Supreme Court to Hear Insurer’s Challenge to Kaiser Gypsum Bankruptcy Plan

The U.S. Supreme Court agreed to hear a case in which an insurance company is challenging a bankruptcy reorganization plan that it says doesn’t protect it against fraudulent claims tied to asbestos exposure.

Source: WSJ | Published on October 17, 2023

Supreme Court on SEC fraud cases

The U.S. Supreme Court agreed to hear a case in which an insurance company is challenging a bankruptcy reorganization plan that it says doesn’t protect it against fraudulent claims tied to asbestos exposure.

Truck Insurance Exchange is seeking to overturn a ruling by a U.S. appeals court that rejected the insurer’s challenge and allowed the bankruptcy reorganization plan of defunct cement maker Kaiser Gypsum to go forward.

The insurer’s opposition centered on arguments that the Kaiser Gypsum bankruptcy plan would allow asbestos injury plaintiffs to pursue fraudulent claims against its policies.

Insurance companies have made similar arguments in bankruptcy cases of the Boy Scouts of America and some Catholic dioceses involving sexual-abuse claims. Insurers have appealed the Boy Scouts of America’s bankruptcy settlement, and are challenging the plan put forward by the Diocese of Camden in New Jersey over similar issues.

Kaiser Gypsum, owned by Germany’s Heidelberg Materials, stopped operating in 1978 and has solely focused on addressing asbestos claims since that time. The company, which was named in thousands of asbestos lawsuits, filed for bankruptcy in 2016. The bankruptcy plan provided for an asbestos settlement trust funded with $49 million from an affiliate, and opened the door for claimants to pursue more money from Kaiser’s insurance policies.

The insurer’s objections focused on the disparate treatment under the plan of insured and uninsured claimants. The plan requires uninsured claimants to go through a process to show that their claims were valid and didn’t duplicate claims against asbestos settlement trusts created by other companies. But it  doesn’t require insured claimants to be subjected to the same scrutiny. Truck contended that Kaiser Gypsum’s bankruptcy plan would expose the insurer to millions of dollars in fraudulent claims.

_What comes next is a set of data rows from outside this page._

PR #276, opened 2023-03-09
Introduce tracking of TTGs.

drblallo:
TTGs can now be tracked, that you can query the path of all fields that are accessed.


include/revng/ADT/TrackingContainer.h
```diff
@@ -222,7 +252,8 @@ class TrackingContainer {
   size_type count(const key_type &Key) const {
     auto Quantity = Content.count(Key);
     if (Quantity == 0) {
-      NonExisting.back().insert(Key);
+      if (IsTracking)
```
aleclearmind, line 255: Hoist out of `if (Quantity == 0) {`

include/revng/TupleTree/Visits.h
aleclearmind, line 1: NOTETOSELF: review

lib/EarlyFunctionAnalysis/DetectABI.cpp
```diff
@@ -165,7 +165,7 @@ class DetectABI {
 private:
   CSVSet computePreservedCSVs(const CSVSet &ClobberedRegisters) const;
 
-  SortedVector<model::Register::Values>
+  TrackingSortedVector<model::Register::Values>
```
aleclearmind, line 168: Isolate this type of changes in its own commit

lib/EarlyFunctionAnalysis/FunctionSummaryOracle.cpp
```diff
@@ -165,18 +165,23 @@ void importModel(Module &M,
...
+        .registerCallSite(Function.Entry(),
+                          BasicBlockID(CallSite.CallerBlockAddress()),
+                          importPrototype(M,
+                                          ABICSVs,
+                                          AttributesSet(CallSite.Attributes()
+                                                          .begin(),
+                                                        CallSite.Attributes()
+                                                          .begin()),
+                                          CallSite.Prototype()),
+                          CallSite.IsTailCall());
```
aleclearmind, line 178: 1. Split in multiple statements, same for next changes
2. You're using `.begin` twice!

aleclearmind (changes requested):

include/revng/ADT/MutableSet.h
```diff
@@ -78,6 +78,14 @@ class MutableSet {
     }
   }
 
+  template<typename Iter>
+  MutableSet(Iter Begin, Iter End) {
+    auto Inserter = batch_insert_or_assign();
+    for (const T &Element : llvm::make_range(Begin, End)) {
+      Inserter.insert_or_assign(Element);
+    }
+  }
```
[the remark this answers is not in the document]
drblallo: we need insert_or_asign because the source range may be a vector, and the user is trying to deduplicate it

include/revng/ADT/TrackingContainer.h
```diff
@@ -76,6 +82,11 @@ class TrackingContainer {
                              ToReturn.InspectedKeys.begin()));
 
     ToReturn.Exact = Exact.isSet();
+    if (Exact.isSet())
+      for (auto &Entry : Content) {
+        using KOT = KeyedObjectTraits<value_type>;
+        ToReturn.InspectedKeys.insert(KOT::key(Entry));
+      }
```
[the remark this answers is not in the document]
drblallo: i do it because i find out that is easier for some parts of the code on being able to see that we rely on all paths by enumerating all of them, instead of pushing the if that checks if the container is Exact in all those locations.

include/revng/ADT/TrackingContainer.h
```diff
@@ -109,6 +120,20 @@ class TrackingContainer {
...
+  TrackingContainer &operator=(TrackingContainer &&) = default;
+  TrackingContainer &operator=(const TrackingContainer &) = default;
+  TrackingContainer &operator=(const T &Other) {
+    Content = Other;
+    return *this;
+  }
+  TrackingContainer &operator=(T &&Other) {
+    Content = std::move(Other);
+    return *this;
+  }
```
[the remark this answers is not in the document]
drblallo: ahh right, well i do need to allow copies somehow, if i don't put them it will break compatibility with the underlying container signatures

include/revng/ADT/TrackingContainer.h
drblallo: not sure what you mean, i can't just hoist it out, the semantic is not the same

include/revng/ADT/TrackingContainer.h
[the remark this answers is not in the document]
aleclearmind: That doesn't sound safe, you'd be ignoring the fact that you're also relying on the *non*-existence of al those *not* listed.

include/revng/ADT/TrackingContainer.h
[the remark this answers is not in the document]
aleclearmind: You have a regular copy constructor, why do you need a constructor taking `T`?

include/revng/ADT/TrackingContainer.h
aleclearmind: I'm suggesting

```c++
    if (TrackingIsActive) {
      if (Quantity == 0) {
       NonExisting.back().insert(Key);
      } else {
        markExistingKey(Key);
      }
    }
```

drblallo: ahh right, yeah make sense

scripts/tuple_tree_generator/tuple_tree_generator/templates/struct.h.tpl
```diff
@@ -142,9 +155,33 @@ public:
...
+  }
+
+  llvm::SmallVector<revng::AccessTracker*, 3> getKeyTrackers() const {
+    return {
+      /**- for key_field in struct.key_fields -**/
+      &/*= key_field.name =*/Tracker,
+      /**- endfor -**/
+    };
+  }
+  /** endif -**/
```
aleclearmind, line 183: 1. You can return a `std::array`
2. Return `const revng::AccessTracker *`
3. Add space before `*`
4. Are you sure you want raw access to these? Maybe we should have these return a set of indexes representing the filed IDs that are changed and keep the fact we're using `AccessTracker` an implementation detail.

include/revng/ADT/TrackingContainer.h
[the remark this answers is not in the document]
drblallo: no wait, what do you mean this enables the user to bypass tracking? You can't invoke this when they are const?

scripts/tuple_tree_generator/tuple_tree_generator/templates/struct_late.h.tpl
```diff
@@ -46,6 +46,18 @@ template <> struct TupleLikeTraits</*=- struct | user_fullname =*/> {
...
+  /**- if emit_tracking **/
+template <int I> revng::AccessTracker &getTracker(const /*= struct.name =*/ &x) {
+  if constexpr (false)
+    return *std::declval<revng::AccessTracker*>();
+  /**- for field in struct.all_fields **/
+  else if constexpr (I == /*= loop.index0 =*/)
+    return x./*= field.name =*/Tracker;
+  /**- endfor **/
+}
+  /** endif -**/
```
aleclearmind, line 59: If we were to generate a `std::tuple<...>` for both fields and access trackers we could generate less code.
This would just become a `std::get<I>(TrackerTuple)`.

We didn't use `std::tuple` for fields since in the past the fields were public fields, but since we switched to accessors this is no longer required.

What do you think?

aleclearmind (changes requested):

include/revng/ADT/TrackingContainer.h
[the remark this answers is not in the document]
aleclearmind: Uhm, right!

scripts/tuple_tree_generator/tuple_tree_generator/templates/struct_late.h.tpl
drblallo: i did it this way to have simmetry with the get of the field, so you can do get<5> and getTracker<5>, which helps writing easier visits, the tuple idea is viable, but it complicates other generated code because then one has to write get<TTFunctionThatGoesFromFieldToFieldIndex> rather than fieldNameTracker.

no strong opinions toh

scripts/tuple_tree_generator/tuple_tree_generator/templates/struct.h.tpl
```diff
@@ -35,15 +37,26 @@ private:
   /*= field | field_type =*/ The/*= field.name =*/ = /*= field | field_type =*/{};
   static_assert(Yamlizable</*= field | field_type =*/>);
 
+  /**- if emit_tracking **/
+public:
```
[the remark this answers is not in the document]
drblallo: this was intentional, but it is better discussed in the issue below this one

scripts/tuple_tree_generator/tuple_tree_generator/templates/struct.h.tpl
drblallo: 4. We need to provide access to them since the visits are in cpp code. We can return the id the field i guess, but i don't see much reason to generate that code here rather than the cpp. Nobody but the visits has a interest in reading this stuff.

In particular we need at the very least the getTracker<Index> method, that method is outside of the class itself, and thus requires that the tracker itself is accessible, for that reason i made the public. I can write a generate for each toh. This accessors that return the list of them are just here for simplicity.

not sure which design you like most, but i really doubt we will encounter issue in the future regardless of which path we take.

scripts/tuple_tree_generator/tuple_tree_generator/templates/struct_late.h.tpl
aleclearmind: Next time

scripts/tuple_tree_generator/tuple_tree_generator/templates/struct.h.tpl
aleclearmind: > We can return the id the field i guess, but i don't see much reason to generate that code here rather than the cpp

I'd be much happier to hide the implementation detail and make things private.
Let's return a set of indices. If you don't like generating too much code here, write an helper function in a header and use it here, but I don't see a reason to make any of this public.

include/revng/ADT/TrackingContainer.h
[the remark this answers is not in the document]
drblallo: i thought about this, i think this is correct and they are two different things.
From a high level point of view we will have a visit that returns all read existing read fields of a model, and then a visit tha give a set of paths will tell you which ones added a entry to a vector that was marked as exact. This is the only implementation that makes sense now that all tracking primitives are private.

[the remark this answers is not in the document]
drblallo: what do you mean? it is not irrelevant. If you are considering a diff that is just a removal you don't care about exactness, you only care about the list all read nodes.

lib/EarlyFunctionAnalysis/DetectABI.cpp
drblallo: made a commit containing changes to the generator and consequences to other parts of the code base

include/revng/ADT/TrackingContainer.h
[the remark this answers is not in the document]
aleclearmind: I still see this in first commit. Please review the history before asking for reviews.

scripts/tuple_tree_generator/tuple_tree_generator/templates/struct.h.tpl
```diff
@@ -142,9 +155,76 @@ public:
...
+      ;
+    /**- for field in struct.all_fields **/
+    else if constexpr (I == /*= loop.index0 =*/)
+        /*= field.name =*/Tracker.push();
+    /**- endfor -**/
+    else
+      revng_assert(false);
+  }
+
+  template<size_t I> void clearTracker() const {
```
aleclearmind, line 215: Let's be consistent with terminology. Elsewhere we are using `reset`. Let's stick with `clear` everywhere.

aleclearmind (changes requested):

tools/efa/extractcfg/DecoratedFunction.h
```diff
@@ -23,7 +23,7 @@ type: struct
     type: efa::FunctionMetadata
   - name: Attributes
     sequence:
-      type: MutableSet
+      type: TrackingMutableSet
```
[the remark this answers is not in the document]
drblallo: not intended

lib/EarlyFunctionAnalysis/FunctionSummaryOracle.cpp
```diff
@@ -165,18 +165,24 @@ void importModel(Module &M,
     for (const model::CallSitePrototype &CallSite :
          Function.CallSitePrototypes()) {
 
+      AttributesSet Attributes;
+      for (auto &ToCopy : CallSite.Attributes())
+        Attributes.insert(ToCopy);
```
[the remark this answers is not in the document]
drblallo: not sure i understand the question. The model contains TrackingVectors, and the other datastructures unrelated to the model contain SortedVectors, so they can't be trivially copied. We can add a constructor to sortedvector and mutable set if you prefer.

include/revng/ADT/TrackingContainer.h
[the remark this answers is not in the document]
aleclearmind: Ping

lib/EarlyFunctionAnalysis/FunctionSummaryOracle.cpp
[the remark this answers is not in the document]
aleclearmind: My question was why do we have to do this, it wasn't obvious to me that it was due to model containers having become tracking.

STL data structures have a constructor taking `.begin()` and `.end()`, what do you think?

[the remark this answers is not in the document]
drblallo: this ends up in the discussion about mutable set being unclear about which instance of values that compare equal ends up picking. It is the second issue from the top in this MR.

include/revng/ADT/TrackingContainer.h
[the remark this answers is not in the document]
drblallo: if i understood correctly your concern this should be gone. i did `git reset --soft` are recreated manually each commit

include/revng/TupleTree/TrackingVisits.h
```diff
@@ -0,0 +1,239 @@
...
+  }
+
+  template<NotTupleTreeCompatible T>
+  void popImpl(const T &LHS) {}
+};
+
+} // namespace revng::detail
+
+template<TupleSizeCompatible T>
+ReadFields collectReadFields(const T &Object) {
```
aleclearmind, line 218: Can we promote this to methods?

This header contains quite a bit of private stuff, but these functions are very much to be used by users.
I feel like users should ignore the existence of `TrackingVisits.h` and just use some very simple methods on the `struct`s themselves.

include/revng/TupleTree/TrackingVisits.h
aleclearmind, line 1: This file is called `TrackingVisits.h` but it visits *without* tracking.

Given that the plan is to unify all classes in a single one (`TrackersManager`?), rename this files as that class.

include/revng/TupleTree/TrackingVisits.h
```diff
@@ -0,0 +1,239 @@
...
+  std::set<TupleTreePath> ExactVectors;
+};
+
+namespace revng::detail {
+
+template<typename M>
+struct ReadFieldsCollector {
+  TupleTreePath Stack;
+
+  ReadFields Info;
```
aleclearmind, line 30: Promote to local variable of `collect` and pass them down as arguments to `collectImpl`s.

include/revng/TupleTree/TrackingVisits.h
```diff
@@ -0,0 +1,239 @@
...
+
+  ReadFields collect(const M &LHS) {
```
aleclearmind, line 32: Every other class has a `run` method, make sure we're consistent.

aleclearmind (changes requested):

scripts/tuple_tree_generator/tuple_tree_generator/templates/struct.h.tpl
```diff
@@ -31,19 +68,30 @@ struct /*= struct | fullname =*/
   /**- for field in struct.fields **/
   /*= field.doc | docstring =*/
   /**- if field.const **/const /** endif -**/
-private:
+protected:
```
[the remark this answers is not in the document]
drblallo: we need to let inheritors access fields bypassing tracking because upcastable points uses parts of the base class to compose their key.

lib/EarlyFunctionAnalysis/FunctionSummaryOracle.cpp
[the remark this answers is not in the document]
aleclearmind: The destination is being written so the tracking is entirely irrelevant.
Best thing would not to copy any form of tracking.

scripts/tuple_tree_generator/tuple_tree_generator/templates/struct.h.tpl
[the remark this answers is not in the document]
aleclearmind: Uhm, no, we can't inheritors bypass tracking. Users *will* f- up.

Not sure what you're referring to about upcastable pointers.

lib/EarlyFunctionAnalysis/FunctionSummaryOracle.cpp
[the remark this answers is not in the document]
drblallo: it did copied before too, generated classes cannot have references. what changed is not the contained stuff, just that one field is a sorted vector and the source was a tracking vector. 

anyway this is unrelated to the issue of begin() end() constructor. I had that constructor in one of the earlier version of this pr and then it got removed because  the semantic was unclear when the input range had multiple copies of the same element.

include/revng/TupleTree/TrackingVisits.h
drblallo: i tried this, but it can't be done with the current hierarchy, to be a method it must be a method of the user defined class, not of the base generated class, otherwise you fail to be able to tell apart if the current generated class is TupleTreeCompatible. Anyway it should not really matter, there will be just one user of this ideally

include/revng/TupleTree/TrackingVisits.h
drblallo: i went for TupleTree/Tracking.h, since the manager is just a implementation detail and it is hidden from the true api

aleclearmind: In 99% of the cases the file name should reflect the main class it contains.
If there are multiple main classes, make multiple headers. I often find myself struggling to find where is a class defined in pipeline and I'd like to reduce this effect.

drblallo: there is one class yes, but that class is inside detail namespace and should not never be used outside of that header. The real declarations that should be used are the 4 visits, which are free functions.

scripts/tuple_tree_generator/tuple_tree_generator/templates/struct.h.tpl
```diff
@@ -31,19 +68,30 @@ struct /*= struct | fullname =*/
...
+  /** endif -**/
+
 public:
   using /*= field.name =*/Type = /*= field | field_type =*/;
 
 public:
   const /*= field | field_type =*/ & /*= field.name =*/() const {
+  /**- if emit_tracking **/
+    /*= field.name =*/Tracker.access();
+  /** endif -**/
```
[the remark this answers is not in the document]
aleclearmind: Nested too

scripts/tuple_tree_generator/tuple_tree_generator/templates/struct.h.tpl
```diff
@@ -142,9 +172,54 @@ public:
...
+  /**- endfor **/
+  /** endif **//*# End UpcastablePointer stuff #*/
+
+  template<size_t I>
+  const auto& untrackedGet() const {
+    if constexpr (false)
+      return 0;
+    /**- for field in struct.all_fields **/
+    else if constexpr (I == /*= loop.index0 =*/)
+        return The/*= field.name =*/;
```
aleclearmind, line 205:
```suggestion
      return The/*= field.name =*/;
```

include/revng/TupleTree/Tracking.h
```diff
@@ -0,0 +1,225 @@
...
+
+struct ReadFields {
+  std::set<TupleTreePath> Read;
+  std::set<TupleTreePath> ExactVectors;
+};
+
+namespace revng::detail {
+
+template<typename M>
+struct TrackingImpl {
```
aleclearmind, line 27: 1. Make all methods `static`
2. `s/TrackingImpl/Tracking/`
3. Drop methods below

include/revng/TupleTree/Tracking.h
```diff
@@ -0,0 +1,225 @@
...
+  void clearTuple(const T &LHS) {
+    if constexpr (I < std::tuple_size_v<T>) {
+
+      clearImpl(LHS.template untrackedGet<I>());
+      LHS.template getTracker<I>().clear();
+
+      // Recur
+      clearTuple<I + 1>(LHS);
+    }
+  }
```
aleclearmind, line 107: Collapse implementations of `clear`, `push` and `pop` in a single one taking a lambda or something.

aleclearmind (changes requested):

scripts/tuple_tree_generator/tuple-tree-generate-cpp.py
```diff
@@ -20,6 +20,7 @@
 argparser.add_argument("--root-type", required=True, help="Schema root type")
 argparser.add_argument("--scalar-type", action="append", default=[], help="Scalar type")
 argparser.add_argument("--include-path-prefix", required=True, help="Prefixed to include paths")
+argparser.add_argument("--tracking", type=bool, help="Emits tracking sequences", default=False)
```
aleclearmind, line 23:
```suggestion
argparser.add_argument("--tracking", action="store_true", help="Emits tracking sequences")
```

scripts/tuple_tree_generator/tuple_tree_generator/templates/struct.h.tpl
```diff
@@ -142,9 +157,54 @@ public:
...
+    /**- for field in struct.all_fields **/
+    if constexpr (I == /*= loop.index0 =*/)
+        return /*= field.name =*/Tracker;
+    /**- endfor -**/
+  }
+  /** if upcastable **/
+  /**- for child_type in upcastable|sort(attribute="user_fullname") **/
+  friend /*= child_type | fullname =*/;
+  /**- endfor **/
+  /** endif **//*# End UpcastablePointer stuff #*/
```
aleclearmind, line 195: Put "End UpcastablePointer stuff" on a new line

scripts/tuple_tree_generator/tuple_tree_generator/templates/struct.h.tpl
```diff
@@ -142,9 +157,54 @@ public:
...
+  Key untrackedKey() const {
+    return {
+      /** for key_field in struct.key_fields -**/
+      The/*= key_field.name =*/
+      /**- if not loop.last **/,
+      /** endif **/
+      /**- endfor **/
+    };
+  }
+  /** endif **/
```
aleclearmind, line 217: Drop

share/revng/cmake/TupleTreeGenerator.cmake
```diff
@@ -232,19 +234,26 @@ function(
...
+  SCALAR_TYPES
+  EMIT_TRACKING)
 
   set(SCALAR_TYPE_ARGS)
   foreach(ST ${SCALAR_TYPES})
     list(APPEND SCALAR_TYPE_ARGS --scalar-type "'${ST}'")
   endforeach()
 
+  if(${EMIT_TRACKING})
+    set(TRACKING "--tracking=true")
```
aleclearmind, line 246:
```suggestion
    set(TRACKING "--tracking")
```

include/revng/TupleTree/Visits.h
```diff
@@ -712,3 +712,12 @@ constexpr bool validateTupleTree(L Check) {
 
   return true;
 }
+
+namespace revng::detail {
```
aleclearmind, line 716: If something it's used outside of the file where it's defined, let's not put it in a `detail` namespace.

include/revng/TupleTree/Tracking.h
```diff
@@ -0,0 +1,186 @@
...
+#include "revng/Support/YAMLTraits.h"
+#include "revng/TupleTree/TupleLikeTraits.h"
+#include "revng/TupleTree/TupleTreeCompatible.h"
+#include "revng/TupleTree/TupleTreePath.h"
+#include "revng/TupleTree/Visits.h"
+
+struct ReadFields {
+  std::set<TupleTreePath> Read;
+  std::set<TupleTreePath> ExactVectors;
+};
```
aleclearmind, line 22: Docs

aleclearmind (changes requested):

scripts/tuple_tree_generator/tuple_tree_generator/templates/struct.h.tpl
drblallo: i think i am going to just remove the comment, i copy pasted it from somewhere else and did not noticed it.

aleclearmind:
Merged in dba6f8d. Thanks!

Truck pushed Kaiser Gypsum to add antifraud measures to its plan, but the company declined to make such changes, according to the decision from the U.S. Court of Appeals for the Fourth Circuit.

The Fourth Circuit, however, found that the bankruptcy plan didn’t take away the rights Truck would normally have to defend itself against insurance claims even if there was no bankruptcy plan. Truck is obligated to investigate and defend any claim, even those that are groundless or fraudulent, in the normal course of business, the Fourth Circuit said in its opinion.